---- EXERCISE DATA

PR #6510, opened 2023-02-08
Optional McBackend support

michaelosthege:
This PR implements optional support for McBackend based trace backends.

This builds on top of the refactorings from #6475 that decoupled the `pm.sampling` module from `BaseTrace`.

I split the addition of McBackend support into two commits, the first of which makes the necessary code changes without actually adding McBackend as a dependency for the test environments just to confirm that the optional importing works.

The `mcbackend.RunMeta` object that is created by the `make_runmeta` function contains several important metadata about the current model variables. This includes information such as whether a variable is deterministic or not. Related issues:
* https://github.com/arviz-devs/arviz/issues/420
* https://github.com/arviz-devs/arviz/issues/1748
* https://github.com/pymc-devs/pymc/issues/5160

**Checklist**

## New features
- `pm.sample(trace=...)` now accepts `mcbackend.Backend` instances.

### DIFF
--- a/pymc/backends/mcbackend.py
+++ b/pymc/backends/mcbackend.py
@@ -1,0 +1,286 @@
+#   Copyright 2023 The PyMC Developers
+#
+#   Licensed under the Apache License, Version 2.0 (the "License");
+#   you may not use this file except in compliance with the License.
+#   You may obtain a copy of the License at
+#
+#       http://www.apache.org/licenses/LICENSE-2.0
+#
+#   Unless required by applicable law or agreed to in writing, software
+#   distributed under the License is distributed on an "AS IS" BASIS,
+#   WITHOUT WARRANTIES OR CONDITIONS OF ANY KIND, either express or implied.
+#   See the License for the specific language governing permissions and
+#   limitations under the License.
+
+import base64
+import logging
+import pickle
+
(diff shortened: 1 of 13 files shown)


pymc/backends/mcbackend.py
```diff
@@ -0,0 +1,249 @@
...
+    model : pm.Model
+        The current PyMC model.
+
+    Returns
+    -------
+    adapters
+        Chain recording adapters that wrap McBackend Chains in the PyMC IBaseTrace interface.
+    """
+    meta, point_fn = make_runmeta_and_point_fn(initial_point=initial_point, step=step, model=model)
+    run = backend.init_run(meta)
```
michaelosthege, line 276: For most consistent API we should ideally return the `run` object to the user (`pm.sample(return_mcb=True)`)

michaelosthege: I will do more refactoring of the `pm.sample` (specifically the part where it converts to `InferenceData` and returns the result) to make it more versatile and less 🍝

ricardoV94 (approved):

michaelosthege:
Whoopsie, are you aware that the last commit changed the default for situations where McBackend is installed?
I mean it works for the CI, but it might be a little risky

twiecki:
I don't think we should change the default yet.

--------
---- EXERCISE DATA

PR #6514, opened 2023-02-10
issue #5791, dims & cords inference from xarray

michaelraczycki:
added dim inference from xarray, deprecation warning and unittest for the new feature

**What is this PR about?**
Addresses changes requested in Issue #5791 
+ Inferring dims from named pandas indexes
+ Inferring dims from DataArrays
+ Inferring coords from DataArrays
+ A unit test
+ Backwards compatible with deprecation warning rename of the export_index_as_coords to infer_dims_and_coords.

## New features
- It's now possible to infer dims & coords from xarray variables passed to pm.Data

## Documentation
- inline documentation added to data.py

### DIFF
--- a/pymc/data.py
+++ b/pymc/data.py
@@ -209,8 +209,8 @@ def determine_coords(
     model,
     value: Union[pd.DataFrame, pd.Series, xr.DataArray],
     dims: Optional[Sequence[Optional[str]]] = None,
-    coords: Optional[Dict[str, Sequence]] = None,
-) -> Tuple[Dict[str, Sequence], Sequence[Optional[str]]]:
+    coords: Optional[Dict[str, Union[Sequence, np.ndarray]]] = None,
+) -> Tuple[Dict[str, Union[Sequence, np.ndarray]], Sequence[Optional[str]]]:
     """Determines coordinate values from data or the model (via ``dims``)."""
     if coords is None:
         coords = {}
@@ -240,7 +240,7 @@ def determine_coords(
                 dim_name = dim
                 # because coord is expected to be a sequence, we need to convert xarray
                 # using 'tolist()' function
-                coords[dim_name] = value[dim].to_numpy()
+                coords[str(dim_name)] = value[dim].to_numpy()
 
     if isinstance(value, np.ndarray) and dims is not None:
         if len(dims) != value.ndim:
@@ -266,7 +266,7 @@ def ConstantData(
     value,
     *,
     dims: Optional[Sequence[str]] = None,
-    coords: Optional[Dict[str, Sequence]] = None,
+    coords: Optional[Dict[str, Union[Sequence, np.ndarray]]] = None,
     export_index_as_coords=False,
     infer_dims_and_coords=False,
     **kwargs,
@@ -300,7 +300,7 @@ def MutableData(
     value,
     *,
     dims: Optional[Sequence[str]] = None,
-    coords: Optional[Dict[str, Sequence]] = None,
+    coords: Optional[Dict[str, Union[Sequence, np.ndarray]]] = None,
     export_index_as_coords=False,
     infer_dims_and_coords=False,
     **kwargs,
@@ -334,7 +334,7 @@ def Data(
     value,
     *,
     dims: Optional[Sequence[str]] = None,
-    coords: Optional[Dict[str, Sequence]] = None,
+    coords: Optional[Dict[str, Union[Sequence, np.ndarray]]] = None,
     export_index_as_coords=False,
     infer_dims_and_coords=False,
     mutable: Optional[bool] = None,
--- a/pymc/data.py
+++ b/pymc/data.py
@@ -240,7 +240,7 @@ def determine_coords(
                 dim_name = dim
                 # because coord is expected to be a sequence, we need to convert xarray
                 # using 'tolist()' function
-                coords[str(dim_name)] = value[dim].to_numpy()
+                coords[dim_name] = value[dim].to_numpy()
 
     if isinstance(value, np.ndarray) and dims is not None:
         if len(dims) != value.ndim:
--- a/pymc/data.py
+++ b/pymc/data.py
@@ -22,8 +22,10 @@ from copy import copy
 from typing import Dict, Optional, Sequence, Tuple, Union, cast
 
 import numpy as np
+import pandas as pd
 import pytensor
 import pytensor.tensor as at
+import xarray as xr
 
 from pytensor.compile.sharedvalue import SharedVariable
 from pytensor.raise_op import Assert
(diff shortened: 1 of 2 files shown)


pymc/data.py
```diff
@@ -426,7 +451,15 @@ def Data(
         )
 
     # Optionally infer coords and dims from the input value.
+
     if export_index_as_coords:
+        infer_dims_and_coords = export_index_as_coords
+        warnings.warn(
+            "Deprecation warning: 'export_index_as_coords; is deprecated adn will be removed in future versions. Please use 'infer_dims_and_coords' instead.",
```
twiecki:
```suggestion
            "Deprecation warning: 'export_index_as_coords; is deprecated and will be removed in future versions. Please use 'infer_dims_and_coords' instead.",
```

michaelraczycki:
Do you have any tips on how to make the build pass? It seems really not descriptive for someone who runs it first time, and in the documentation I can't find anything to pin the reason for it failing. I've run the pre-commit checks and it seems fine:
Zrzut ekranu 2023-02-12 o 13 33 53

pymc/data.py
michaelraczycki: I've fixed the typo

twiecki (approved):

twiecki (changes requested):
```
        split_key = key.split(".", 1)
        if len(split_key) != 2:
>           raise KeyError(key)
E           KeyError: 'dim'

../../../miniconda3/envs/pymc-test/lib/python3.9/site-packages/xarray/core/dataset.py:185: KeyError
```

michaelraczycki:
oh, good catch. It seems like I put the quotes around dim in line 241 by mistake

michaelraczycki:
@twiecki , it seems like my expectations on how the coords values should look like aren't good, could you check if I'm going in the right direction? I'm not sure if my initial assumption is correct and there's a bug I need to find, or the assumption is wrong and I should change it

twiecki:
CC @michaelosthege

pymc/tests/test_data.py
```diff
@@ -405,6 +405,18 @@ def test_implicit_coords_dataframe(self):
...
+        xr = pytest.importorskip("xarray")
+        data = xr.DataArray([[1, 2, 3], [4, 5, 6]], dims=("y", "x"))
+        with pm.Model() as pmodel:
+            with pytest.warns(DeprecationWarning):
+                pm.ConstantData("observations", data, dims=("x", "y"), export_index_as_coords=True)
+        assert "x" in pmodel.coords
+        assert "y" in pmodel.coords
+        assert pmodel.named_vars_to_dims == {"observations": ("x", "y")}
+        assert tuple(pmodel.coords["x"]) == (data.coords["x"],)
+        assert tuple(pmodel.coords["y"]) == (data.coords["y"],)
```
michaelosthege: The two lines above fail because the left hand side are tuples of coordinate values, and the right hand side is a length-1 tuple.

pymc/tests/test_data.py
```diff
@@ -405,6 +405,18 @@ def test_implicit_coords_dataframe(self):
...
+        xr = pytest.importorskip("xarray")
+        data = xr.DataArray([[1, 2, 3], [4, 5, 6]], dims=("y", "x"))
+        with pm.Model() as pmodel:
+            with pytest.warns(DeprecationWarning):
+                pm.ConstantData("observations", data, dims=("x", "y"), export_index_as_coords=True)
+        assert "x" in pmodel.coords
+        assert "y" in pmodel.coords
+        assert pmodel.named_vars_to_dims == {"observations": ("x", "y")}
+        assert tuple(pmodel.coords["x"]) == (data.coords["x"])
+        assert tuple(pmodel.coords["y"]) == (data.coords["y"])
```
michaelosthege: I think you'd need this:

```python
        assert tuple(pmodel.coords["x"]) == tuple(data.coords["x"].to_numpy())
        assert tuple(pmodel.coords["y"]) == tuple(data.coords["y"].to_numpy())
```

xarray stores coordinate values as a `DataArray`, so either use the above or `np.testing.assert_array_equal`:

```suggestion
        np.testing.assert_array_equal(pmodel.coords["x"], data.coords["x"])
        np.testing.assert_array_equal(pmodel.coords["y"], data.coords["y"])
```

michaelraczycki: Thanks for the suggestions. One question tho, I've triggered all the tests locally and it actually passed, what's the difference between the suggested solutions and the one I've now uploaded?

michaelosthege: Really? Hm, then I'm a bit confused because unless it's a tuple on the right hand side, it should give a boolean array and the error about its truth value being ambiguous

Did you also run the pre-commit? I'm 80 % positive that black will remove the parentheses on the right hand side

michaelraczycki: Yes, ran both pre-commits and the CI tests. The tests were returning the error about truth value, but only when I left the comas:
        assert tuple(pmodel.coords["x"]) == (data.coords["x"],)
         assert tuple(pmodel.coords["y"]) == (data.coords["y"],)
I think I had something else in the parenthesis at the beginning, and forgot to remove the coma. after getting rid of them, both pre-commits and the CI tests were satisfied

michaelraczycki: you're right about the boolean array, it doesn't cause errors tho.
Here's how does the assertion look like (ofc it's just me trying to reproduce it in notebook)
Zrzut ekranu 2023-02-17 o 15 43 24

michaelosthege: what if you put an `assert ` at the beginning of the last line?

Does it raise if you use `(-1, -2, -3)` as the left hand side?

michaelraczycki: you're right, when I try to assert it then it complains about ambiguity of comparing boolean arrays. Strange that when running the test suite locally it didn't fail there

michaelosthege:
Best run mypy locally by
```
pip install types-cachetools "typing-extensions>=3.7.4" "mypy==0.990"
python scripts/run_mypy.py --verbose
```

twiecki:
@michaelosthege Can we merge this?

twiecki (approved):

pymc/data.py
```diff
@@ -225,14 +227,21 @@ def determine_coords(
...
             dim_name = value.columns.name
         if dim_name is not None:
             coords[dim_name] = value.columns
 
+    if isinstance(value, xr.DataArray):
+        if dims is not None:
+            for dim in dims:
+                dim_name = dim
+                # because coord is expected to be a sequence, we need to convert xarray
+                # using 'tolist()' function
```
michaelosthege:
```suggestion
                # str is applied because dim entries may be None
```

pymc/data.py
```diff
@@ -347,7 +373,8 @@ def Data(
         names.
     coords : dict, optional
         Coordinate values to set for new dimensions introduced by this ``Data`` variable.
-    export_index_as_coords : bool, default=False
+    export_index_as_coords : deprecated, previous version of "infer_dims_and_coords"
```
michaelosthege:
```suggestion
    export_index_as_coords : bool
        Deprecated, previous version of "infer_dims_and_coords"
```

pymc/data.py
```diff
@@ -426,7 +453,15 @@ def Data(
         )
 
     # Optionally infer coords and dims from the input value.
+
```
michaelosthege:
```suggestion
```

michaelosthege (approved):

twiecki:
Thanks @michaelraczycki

--------

▶ **REQUIRED WORK**: Report every line of the records that contains the word "files".

▶ **EXERCISE SOLUTION**:
(diff shortened: 1 of 13 files shown)
(diff shortened: 1 of 2 files shown)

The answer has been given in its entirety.